Sano ibuki|空想の街で鳴る音楽

この物語はやり切った

──ボーカリストとしての自分に対しては、どのような認識を持ってますか?

相変わらず、自分が歌っているということには違和感がありますね。子供のときに家族や友達に「音痴だ」と言われたせいもあって、ずっと歌ってこなかったんですよ。今も自信を持って歌っているわけではないし、自分でデモを作ってるときも、ボーカルが気になって何回も録り直したりするんですよ。自分の声もそんなに好きではないし……ただ、最初の頃に比べると、少しは許容できるようになってきたかもしれないです。自分の声だから受け入れづらいだけで、これが他人の声だったら気にならないかもなって。あきらめが付いたと言ったほうがいいのかな(笑)。

──「この声でやっていこう」と思えたことは、大きな変化ですよね。アルバム「STORY TELLER」、そして「SYMBOL」を作ったことで、次の展開も見えてきたのでは?

そうですね。この2作を作るために、すごい数のプロットを書いたし、登場人物のプロフィールもまだまだたくさんあって。それを使って作ろうと思えばいくらでもできるんだけど、「STORY TELLER」と「SYMBOL」でこの物語はやり切ったという手応えがあるし、次はまた違った自分を描くことにチャレンジしたいと思っていて。作品ごとにちょっとずつ作り方を変えたり、そのたびに挑戦はしてるんだけど、次作はガラッと変えてみたいんですよね。

──音楽性の幅もさらに広がりそうですね。

そうなると思います。なんと言いますか、Sano ibukiを僕個人のものにしたくないんですよ。
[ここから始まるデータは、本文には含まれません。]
PR #131403, opened 2022-09-10
thonny-xxl: Change livecheck

p-linnane:

### DIFF
--- a/Casks/thonny-xxl.rb
+++ b/Casks/thonny-xxl.rb
@@ -9,7 +9,9 @@ cask "thonny-xxl" do
   homepage "https://thonny.org/"
 
   livecheck do
-    cask "thonny"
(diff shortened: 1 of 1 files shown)


Casks/thonny-xxl.rb
```diff
@@ -9,7 +9,9 @@
   homepage "https://thonny.org/"
 
   livecheck do
-    cask "thonny"
+    url "https://github.com/thonny/thonny/releases"
```
samford, line 12: @p-linnane Just as a heads up for the future, stable casks where it's necessary to check the first page of releases for versions should also use the `prerelease:false` query (i.e., `/releases?q=prerelease%3Afalse`). There may be rare situations where we need to omit it but it should otherwise be the default.

PR #131423, opened 2022-09-11
Update Apifox from 2.1.34 to 2.1.35

fangzhengjin:

### DIFF
--- a/Casks/apifox.rb
+++ b/Casks/apifox.rb
@@ -1,9 +1,9 @@
 cask "apifox" do
   arch arm: "-macOS-arm64"
 
-  version "2.1.34"
-  sha256 arm:   "c8a5741801c15dbf078a5d99f29e3884aa9c03d249f54bed6dd5136a11d33532",
-         intel: "4b6ebce6da81ab38c84413dea010ef7e4b9432e82b9bba7d89c1ba351f069d0a"
+  version "2.1.35"
+  sha256 arm:   "2a8b286c22b7ecbab71ee91801187b0b3caf798597b8c70ca7af6a68197b5b9c",
+         intel: "a7ebff4967490dd17ca768319684dfb2efdeef09249a396ea0873a7d3eb8b224"
 
   url "https://cdn.apifox.cn/download/#{version}/Apifox#{arch}-#{version}.dmg"
   name "Apifox"
--- a/Casks/apifox.rb
+++ b/Casks/apifox.rb
@@ -11,7 +11,7 @@ cask "apifox" do
   homepage "https://www.apifox.cn/"
 
   livecheck do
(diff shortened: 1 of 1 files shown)


Casks/apifox.rb
```diff
@@ -1,17 +1,17 @@
...
+         intel: "a7ebff4967490dd17ca768319684dfb2efdeef09249a396ea0873a7d3eb8b224"
 
   url "https://cdn.apifox.cn/download/#{version}/Apifox#{arch}-#{version}.dmg"
   name "Apifox"
   desc "Platform for API documentation, debugging, Mock and testing"
   homepage "https://www.apifox.cn/"
 
   livecheck do
-    url "https://cdn.apifox.cn/download/mac/latest-mac.yml"
+    url "https://cdn.apifox.cn/download/mac/latest-mac.yml?noCache=" + (Time.new.to_f * 1000).to_i.to_s
```
samford, line 14:
```suggestion
    url "https://cdn.apifox.cn/download/mac/latest-mac.yml?noCache=#{Time.new.to_i * 2}"
```

Is there a reason behind this specific approach?

Assuming the `noCache` value is just an epoch date and this code is trying to create a far-future date, this approach seems excessive (i.e., it leads to a date around 54680-06-27). Since the number is so large, I also don't see any notable value in the precision of converting the time to a float and then to an integer in this particular scenario. It seems like we could get away with something like `Time.new.to_i * 2` (i.e., this gave the same result in testing).

Past that, we can avoid the explicit `to_s` call if we simply use string interpolation here.

miccal (approved):

Casks/apifox.rb
samford: @fangzhengjin Thanks for the follow-up. Does this specifically need to be a 13-digit value or is it simply a Unix epoch integer + three trailing digits from the fractional time? [This can vary in length based on the length of the Unix epoch integer, so I assume this wouldn't always be a fixed 13-digit value.]

From what I'm seeing in testing, a `noCache` value of `Time.new.to_i` works the same as `(Time.new.to_f * 1000).to_i.to_s` and they both return the latest version. Unless the upstream server expects a specific `noCache` value format, it seems like the value simply needs to be unique to avoid caching and `Time.new.to_i` would be fine.

Is the `noCache` parameter something that's supported by the upstream server (i.e., does it expect a value with a specific format) or was this simply something you added? I tested out a different parameter (e.g., `latest-mac.yml?aTest=1`) and it also returns the latest version, which seems to suggest that this is just about needing a unique value to avoid caching.

Could you explain a bit more about how you found this URL and query string parameter and if there are any specific requirements we need to meet? I'm in favor of meeting upstream requirements when necessary but I would like to avoid unnecessary complexity otherwise.

PR #131543, opened 2022-09-13
spotify: Add sha256

timvisher:
This was marked as `:no_check` [by automation][1] rather than by a human so it seems reasonable to convert it to sha256 sum now.

[1]: https://github.com/timvisher/homebrew-cask/commit/c8cd897435157aa7d79767c667012b3f14f5895b

- [x] `brew audit --cask --online spotify` is error-free.
- [x] `brew style --fix spotify` reports no offenses.

~Additionally, **if adding a new cask**:~ N/A

### DIFF
--- a/Casks/spotify.rb
+++ b/Casks/spotify.rb
@@ -2,7 +2,7 @@ cask "spotify" do
   arch arm: "ARM64"
 
   version "1.1.93.896,3ae3b4f3,10"
-  sha256 :no_check
+  sha256 "354427a2e113bc6318362ea70f81ae09b8e84205ebb9f1acc7bc9a292adf52d1"
 
   url "https://download.scdn.co/Spotify#{arch}.dmg",
       verified: "download.scdn.co/"


timvisher:
@bevanjkay Oops! Thought I'd done my due diligence but I did miss this. Thanks for taking the time to explain it.

Would you be open to:

1. A change to the README in the Style Guide section that explicitly calls out the requirement for Versioned Artifacts when providing a sha256? I would've seen that and maybe future contributors would be saved the effort.
2. A change to `brew audit --cask` that would attempt to catch when a sha256 sum is provided for an unversioned Artifact? Since I ran `brew audit --cask` and it passed I had assumed I was good and given that this is a somewhat common situation (719 matches at present) it would probably add some value over the lifetime of the project.

SMillerDev:
Additionaly, I think adding an audit for unversioned artifacts not using `:latest` or at the very least `:no_check` would be a good idea.

bevanjkay:
@SMillerDev @timvisher 
There will be a number of casks using `:latest` that are versioned. Usually these are combined with a `livecheck` strategy of `:extract_plist` or sometimes `:header_match` can find the version using the `Content-Disposition` header, but a direct link cannot be provided.
In these instances, you may receive the wrong version when you first download the cask, however `brew outdated` or `brew upgrade` will correctly notify users/upgrade the application when there is a newer version installed than what they currently have (even if the exact version is incorrect).
In saying this, there has been an update to Brew recently that stores a `sha256` value for casks with `version :latest` that will do a download and comparison when running `brew outdated --greedy-latest` or `brew upgrade --greedy-latest` - so there is a mechanism to know that a cask with an unversioned `url` has been updated upstream.

PR #131597, opened 2022-09-14
arduino: various updates

miccal:
See https://github.com/Homebrew/homebrew-cask/pull/131594


wilkmaciej:
Probably should add new cask arduino-ide.
Version 2 of arduino uses different config file locations.

bevanjkay (approved):

PR #132167, opened 2022-09-23
abricotine: Change livecheck

p-linnane:


p-linnane:
This is an attempt to fix https://github.com/Homebrew/brew/issues/13853. GitHub support has confirmed that release pages will render their asset list collapsed by default, so our existing approach no longer works. This is 1 of 2 examples I'm opening utilizing this new method. Please poke holes in this so we can hopefully figure out a new solution if this doesn't work.

p-linnane:
Closing this one as after additional testing it's essentially just a roundabout way of utilizing the `:git` strategy.

PR #132168, opened 2022-09-23
aleph-one: Change livecheck

p-linnane:

### DIFF
--- a/Casks/aleph-one.rb
+++ b/Casks/aleph-one.rb
@@ -11,7 +11,7 @@ cask "aleph-one" do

今作もそうですけど、アレンジャーやミュージシャンの皆さんにお願いすることで、さらに世界が広がるし、立体的になるので。誰かと一緒に作るというスタイルはSano ibukiのよさだと思うし、大切にしたいんですよね。次の作品に向かうときは、また新しい方ともご一緒したいなと。

──Sano ibukiというプロジェクトになっていく?

それでいいと思ってます。僕自身が物語と曲を作っていれば、Sano ibukiの音楽は貫けるので。

まだまだこんなもんじゃねえぞ

──楽曲以外の部分についてはどうですか? 今回の「SYMBOL」のアートワーク、歌詞カードのデザインもしっかり物語に沿っていますし、そこもSano ibukiの特徴なのかなと。

確かにそうですね。タワーレコード新宿店限定でリリースしたシングル「魔法」も、盤や歌詞カードのデザインにこだわったし、そういうことがやりたくて仕方ないんですよね。CDを手に取ったときのドキドキ感だったり、そこで伝わるものは必ずあると思っているので。ライブも同じですね。曲の中に入っているものを表現して、その世界観を十二分に発揮できるライブってなんだろうと、ずっと考えていて。それも表現者としてやるべきことだと思っているので。大勢の前に立つのは得意じゃないんですけど、やるんだったら徹底的にやりたいんですよね。

──自己顕示欲はないけど、表現者としての純粋な欲求が勝っている状態?

自己顕示欲がまったくないわけじゃないですけどね(笑)。確かにライブは得意じゃないけど、物語の中に入って、登場人物の1人になることで、いい意味で自分をだますこともできると思うんです。それはきっと、楽しいと思える瞬間じゃないかなと。

──期待しています。最後に、今Sanoさんが興味を持っている音楽のジャンルやサウンドを教えてもらえますか?

いろいろ聴くんですけど、最近はジャズに興味がありますね。「Cuphead」というゲームのBGMがジャズっぽいというか、スウィング感のある音楽で。それがすごくカッコよくて、ジャズを聴くようになったんですよ。もともとはスティーヴィー・ワンダー、マイケル・ジャクソンに代表されるブラックミュージックが好きで、そのテイストを自分の楽曲にも織り込んでいたんですが、次はジャズも取り入れてみたいなと。それに限らず、もっと面白いことができると思ってるし、まだまだこんなもんじゃねえぞという気持ちもあるんですよ。「STORY TELLER」「SYMBOL」もいい作品だと思いますけど、もっともっとびっくりさせるから、待ってろよという感じですね。